1. Voice User Interface
- In hindsight, A wake word(trigger) followed by a command that
our app will execute and control video player.
-
According to a
report, 1 in 4 adults in the US owns a smart speaker today. And more
than half of the smart speaker owners in the US are using their
devices on a daily basis.
-
71% of users
prefer doing a voice search in queries instead of typing.
-
So we can assume people are comfortable using voice UI.
-
But there are some disadvantages of voice UI like Privacy concerns
and Misinterpretation.
1) Solving Privacy issues first
I've done research a bit on how voice command works
technically and found offline(without cloud) option where we
don't need to post microphone data to servers instead process
it inside the user's phone with the use of
Porcupine Wake Word
engine and the
Rhino Speech-to-Intent.
e.g. - "Vangio, play"
- In this phrase,
Porcupine identifies the wake word “Vangio” and Rhino infers the
intent of the command that follows.
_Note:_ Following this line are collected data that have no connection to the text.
PR #10335, opened 2019-06-17
CMR: leave scope on all relation units for terminated remote application

babbageclunk:
## Description of change

When an offered application with a consumer is force-removed, it would leave the consuming model data in a bad state that prevented removing the application from consuming model with `remove-saas`.

To avoid this, leave scope for all the remote application's relation units when we see it go to Terminated state.

## QA steps

* Bootstrap a controller with two models.
* In model 1 deploy mariadb and offer the db endpoint.
* In model 2 deploy mediawiki and relate it to the mariadb offer.
* Once the connection is established and settled, remove the offer with --force.
* Removing the consumed application with remove-saas (no force) should remove it from model 2.

## Documentation changes
None

## Bug reference
None

### DIFF
--- a/state/remoteapplication.go
+++ b/state/remoteapplication.go
@@ -488,6 +488,7 @@ func (s *RemoteApplication) SetStatus(info status.StatusInfo) error {
 	if !info.Status.KnownWorkloadStatus() {
 		return errors.Errorf("cannot set invalid status %q", info.Status)
 	}
+
 	return setStatus(s.st.db(), setStatusParams{
 		badge:     "remote application",
 		globalKey: s.globalKey(),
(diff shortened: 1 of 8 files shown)


state/remoteapplication.go
```diff
@@ -488,16 +488,50 @@ func (s *RemoteApplication) SetStatus(info status.StatusInfo) error {
 	if !info.Status.KnownWorkloadStatus() {
 		return errors.Errorf("cannot set invalid status %q", info.Status)
 	}
+
+	// If the remote application's been terminated then we aren't
+	// going to see any more state changes for its units - ensure that
+	// they've left scope on all of their relations.
+	var extraOps func() ([]txn.Op, error)
```
wallyworld: This I think is the wrong layer to do this in.
Ideally, there'd be a RemoteApplicationTerminated() API call the worker would invoke (which would set status to terminated and do the units thing).
As a compromise here though, to avoid a new facade call, we would move this logic up to the SetRemoteApplicationsStatus() apiserver call. And we'd introduce a ModelOperation implementation to do the status set and unit thing which would be invoked by the apiserver call. Just a few extra lines over what's in the PR now but much cleaner.

babbageclunk: Checking I understand what you mean: in SetRemoteApplicationsStatus, if the target status is Terminated we'd construct a TerminateRemoteApplicationOperation which would do the status setting and leave scope on the relation units (so they still happen in the same txn).  If the status was anything else we just call remoteApp.SetStatus as normal. Is that right?

wallyworld: yup

state/status.go
```diff
@@ -442,7 +442,7 @@ func setStatus(db Database, params setStatusParams) (err error) {
 		// If this status is not new (i.e. it is exactly the same as
 		// our last status), there is no need to update the record.
 		// Update here will only reset the 'Since' field.
-		return err
+		return nil
```
babbageclunk: Clearer to return nil here, since err hasn't been assigned to at this point.

state/remoteapplication.go
```diff
@@ -498,6 +499,65 @@ func (s *RemoteApplication) SetStatus(info status.StatusInfo) error {
 	})
 }
 
+// TerminateOperation return a ModelOperation that will terminate this
```
wallyworld: returns

state/remoteapplication.go
```diff
@@ -498,6 +499,65 @@ func (s *RemoteApplication) SetStatus(info status.StatusInfo) error {
...
+	for _, rel := range rels {
+		remoteUnits, err := rel.AllRemoteUnits(name)
+		if err != nil {
+			return nil, errors.Annotatef(err, "getting remote units for %q", name)
+		}
+		for _, ru := range remoteUnits {
+			leaveOperation := ru.LeaveScopeOperation(false)
+			// Don't pass attempt down since the relationunit is
+			// always fresh.
+			leaveOps, err := leaveOperation.Build(0)
```
wallyworld: I think it's safer to pass attempt because if the LeaveScopeOperation changes implementation, it will be robust. Passing 0 always isn't robust to such changes.

state/remoteapplication.go
babbageclunk: good spot!

state/remoteapplication.go
babbageclunk: Yeah, that makes sense - it seems wasteful since they were just loaded, but you're right that it could be doing something else with attempt.

babbageclunk:
$$merge$$

babbageclunk:
Mongod failed to start.

$$merge$$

Rhino uses an embedded grammar
to determine the meaning of the command.
- User can set
wake word and commands for play, pause, #number of seconds/minute
before/after.
2) Secondly Misinterpretation can be
tackled by two ways: first app would not allowed customize
commands which spells the same(homonyms like their and there, ad
and add, etc.) and secondly if misinterpretation happened then app
will give error voice feedback to user.